Segment Start: Records to process
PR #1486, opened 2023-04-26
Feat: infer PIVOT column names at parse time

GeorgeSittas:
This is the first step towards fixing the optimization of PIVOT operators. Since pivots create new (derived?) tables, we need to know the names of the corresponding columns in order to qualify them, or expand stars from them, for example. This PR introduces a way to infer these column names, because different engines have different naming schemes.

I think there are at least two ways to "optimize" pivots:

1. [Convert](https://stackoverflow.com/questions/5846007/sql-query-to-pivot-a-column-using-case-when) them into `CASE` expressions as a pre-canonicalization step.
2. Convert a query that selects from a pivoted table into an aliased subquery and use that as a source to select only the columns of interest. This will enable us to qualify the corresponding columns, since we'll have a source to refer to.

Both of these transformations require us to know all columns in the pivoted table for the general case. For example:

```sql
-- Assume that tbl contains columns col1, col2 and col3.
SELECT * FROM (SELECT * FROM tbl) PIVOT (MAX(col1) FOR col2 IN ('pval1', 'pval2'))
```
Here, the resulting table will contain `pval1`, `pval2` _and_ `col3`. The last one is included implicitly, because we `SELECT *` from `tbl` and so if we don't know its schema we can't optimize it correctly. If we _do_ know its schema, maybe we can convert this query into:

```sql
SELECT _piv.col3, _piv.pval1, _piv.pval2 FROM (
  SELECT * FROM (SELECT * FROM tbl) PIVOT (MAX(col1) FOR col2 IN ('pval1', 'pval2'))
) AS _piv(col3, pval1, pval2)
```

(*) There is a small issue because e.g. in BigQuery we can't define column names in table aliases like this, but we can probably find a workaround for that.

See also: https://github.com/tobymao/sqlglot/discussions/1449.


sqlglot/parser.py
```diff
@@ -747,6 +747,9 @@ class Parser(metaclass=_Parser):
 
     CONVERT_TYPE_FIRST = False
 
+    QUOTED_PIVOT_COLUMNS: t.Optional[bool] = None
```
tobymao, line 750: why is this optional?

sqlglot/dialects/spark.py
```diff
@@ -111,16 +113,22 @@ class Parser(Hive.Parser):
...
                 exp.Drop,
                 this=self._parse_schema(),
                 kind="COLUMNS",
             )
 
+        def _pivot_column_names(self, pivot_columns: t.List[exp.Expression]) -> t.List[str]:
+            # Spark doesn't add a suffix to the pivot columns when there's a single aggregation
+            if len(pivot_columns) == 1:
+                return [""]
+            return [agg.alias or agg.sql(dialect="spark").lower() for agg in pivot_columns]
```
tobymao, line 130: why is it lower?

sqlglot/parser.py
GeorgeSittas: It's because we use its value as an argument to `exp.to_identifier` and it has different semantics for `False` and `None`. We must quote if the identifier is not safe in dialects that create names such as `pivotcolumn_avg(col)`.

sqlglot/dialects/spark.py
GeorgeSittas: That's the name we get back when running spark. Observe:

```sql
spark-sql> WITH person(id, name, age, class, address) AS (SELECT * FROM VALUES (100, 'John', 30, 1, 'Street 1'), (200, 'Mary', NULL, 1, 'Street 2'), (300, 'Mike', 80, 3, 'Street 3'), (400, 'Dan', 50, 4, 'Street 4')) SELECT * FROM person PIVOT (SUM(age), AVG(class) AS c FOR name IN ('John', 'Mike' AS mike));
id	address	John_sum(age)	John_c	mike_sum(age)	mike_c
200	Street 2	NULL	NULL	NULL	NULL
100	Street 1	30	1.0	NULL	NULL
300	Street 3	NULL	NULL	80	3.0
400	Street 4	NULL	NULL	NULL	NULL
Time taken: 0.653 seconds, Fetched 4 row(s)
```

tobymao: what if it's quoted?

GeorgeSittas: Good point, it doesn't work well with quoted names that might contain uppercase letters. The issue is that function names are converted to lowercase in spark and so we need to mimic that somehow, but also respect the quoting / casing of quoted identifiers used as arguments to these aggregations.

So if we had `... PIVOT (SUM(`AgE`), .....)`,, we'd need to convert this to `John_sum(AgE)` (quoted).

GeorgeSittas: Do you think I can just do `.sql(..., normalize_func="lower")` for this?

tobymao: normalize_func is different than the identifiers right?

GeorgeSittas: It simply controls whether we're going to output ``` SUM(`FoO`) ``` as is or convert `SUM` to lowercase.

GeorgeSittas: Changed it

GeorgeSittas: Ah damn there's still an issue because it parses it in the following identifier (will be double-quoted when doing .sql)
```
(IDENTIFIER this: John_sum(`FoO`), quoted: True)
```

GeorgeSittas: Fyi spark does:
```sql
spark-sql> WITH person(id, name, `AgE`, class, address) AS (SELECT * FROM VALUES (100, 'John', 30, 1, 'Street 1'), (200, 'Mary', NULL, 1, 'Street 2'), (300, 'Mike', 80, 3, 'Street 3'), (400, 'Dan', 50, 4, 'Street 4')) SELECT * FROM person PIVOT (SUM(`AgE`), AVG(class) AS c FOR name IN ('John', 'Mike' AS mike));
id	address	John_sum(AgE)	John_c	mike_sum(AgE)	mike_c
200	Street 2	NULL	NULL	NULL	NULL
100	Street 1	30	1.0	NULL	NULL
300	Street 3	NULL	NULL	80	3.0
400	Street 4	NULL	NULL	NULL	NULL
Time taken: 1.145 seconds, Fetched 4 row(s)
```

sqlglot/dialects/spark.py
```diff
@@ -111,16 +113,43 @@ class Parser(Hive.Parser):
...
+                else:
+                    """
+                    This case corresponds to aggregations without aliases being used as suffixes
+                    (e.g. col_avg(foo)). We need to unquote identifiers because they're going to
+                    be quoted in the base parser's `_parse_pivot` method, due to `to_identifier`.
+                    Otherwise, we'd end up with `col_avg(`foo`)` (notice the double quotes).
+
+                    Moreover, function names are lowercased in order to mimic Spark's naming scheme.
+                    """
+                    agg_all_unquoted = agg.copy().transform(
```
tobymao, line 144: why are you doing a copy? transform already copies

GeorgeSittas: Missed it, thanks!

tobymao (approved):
Segment End: Records to process
→ What you should do
Match on "copy" and report each line of the data above that has it.

→ Answer section
+                    agg_all_unquoted = agg.copy().transform(
tobymao, line 144: why are you doing a copy? transform already copies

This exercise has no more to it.